Ferry had no choice but to retire and continue to prepare for a new round of training. Leomh stepped closer. "Prince Garrett, why don't you show your human friend what you've learned so far? I'm sure she will find your fighting technique very interesting, " he added with a grin in the corner of his mouth. "For a start, your young lady friend will sit and watch."

He then nodded briefly at one of his subordinate elves who went toward Ferry, taking his sword out of its scabbard as he approached.

Ferry swallowed the knot in his throat. He had little choice. But he was glad Matilda was not forced to make a fight demonstration in front of everyone. He was sure that none of his comrades-in-arms would treat her gently. On the contrary.

Before beginning, Ferry looked for Matilda's gaze, but she looked away. Instead, he saw Sage approaching and whispering something in her ear. Ferry clasped the hilt of his sword harder, then took his position and greeted his opponent by bringing his sword closer to his face, then lowering it with a short movement of his arm.
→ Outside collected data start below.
PR #8210, opened 2022-03-26
coretemp: Fix persist, Add language packs

### LINKED ISSUE #5083: Coretemp won't boot
All that happens when I start Coretemp is that a black square shows up in the tray.

When I hover over it it disappears since the app just apparently crashes on startup.

I check back from time to time and install the software through Scoop, but the issue sadly remains to this day.

Thanks in advance.

issaclin32:
fixes #5083

* **CoreTemp** will crash on startup if `coretemp.ini` is empty. Therefore we need to manually persist it.
* Includes **language packs** in the package. ~I think it won't hurt to download the language packs with the main program, as they are relatively small in size.~ Use an additional script to download the language pack.


rashil2000:
To avoid making the manifest large, maybe we can provide a helper script for users to download the language pack themselves (and persist it, if required)

bucket/coretemp.json
```diff
@@ -6,24 +6,38 @@
...
+    "notes": "Download language packs by running: $dir\\download-language-packs",
     "architecture": {
         "64bit": {
             "url": "https://www.alcpu.com/CoreTemp/CoreTemp64.zip",
             "hash": "1287dca98adecd6e8e27272f96f206ad9d60fb84b61fe0a353865ee81bd1a088"
         },
         "32bit": {
             "url": "https://www.alcpu.com/CoreTemp/CoreTemp32.zip",
-            "hash": "5b71c1109d8cacc3763ba4dd470d6ec5f426c69a4b675121d1557e9b54e2c0db"
+            "hash":"5b71c1109d8cacc3763ba4dd470d6ec5f426c69a4b675121d1557e9b54e2c0db"
```
rashil2000, line 17:
```suggestion
            "hash": "5b71c1109d8cacc3763ba4dd470d6ec5f426c69a4b675121d1557e9b54e2c0db"
```

scripts/coretemp/download-language-packs.cmd
```diff
@@ -0,0 +1 @@
+powershell %~dp0download-language-packs.ps1
```
rashil2000, line 1: I think just the ps1 file should be sufficient, no? We don't usually have Cmd scripts in the repo

scripts/coretemp/download-language-packs.ps1
```diff
@@ -0,0 +1,42 @@
+$language_pack_urls = @(
```
rashil2000, line 1: Slight chance of optimization here: making an array of just the `zh-CN` part, the rest of the URL is identical for all entries.

scripts/coretemp/download-language-packs.cmd
rashil2000: We could update the note to `Download language packs by running: $dir\\download-language-packs in PowerShell`

issaclin32: How about this:
`Run $dir\download-language-packs.ps1 (powershell $dir\download-language-packs.ps1 under cmd)`

rashil2000: Yup, seems good

rashil2000 (approved):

It was called the salute of honor because the soldiers of the Amalghams Army fought with honor before anything else.

As never before, Ferry was the first to engage in combat. With a shout worthy of a true warrior, he darted at the elf who took a few steps back, amazed at his ferocity. But that didn't last long. When the others surrounded him, eager to witness such a fight in which Ferry seemed to put so much passion, courage left him. All he could think of was Matilda watching her every move and Sage with her, explaining how many mistakes she was making and how she should actually fight. And soon, his knees began to tremble and his blows were less confident. He took a few steps back, which gave the elf an advantage. The young warrior came forward, and his blows became more precise and stronger. Ferry began to retreat. But the blows intensified and Ferry could no longer fight back. He took several steps back under the shower of blows until he stumbled and fell. He heard murmurs and muffled laughter around him. Again. He wanted the ground to swallow him then and there.

Raghnall hurried to reach out and help him to his feet. Ferry dusted off and walked away from the middle of the Cave, where his pathetic sword-wielding demonstration had taken place, and retreated to one of the cold walls. It was enough that he had to endure humiliation in front of his comrades-in-arms. Now he was being put to his knees in front of her.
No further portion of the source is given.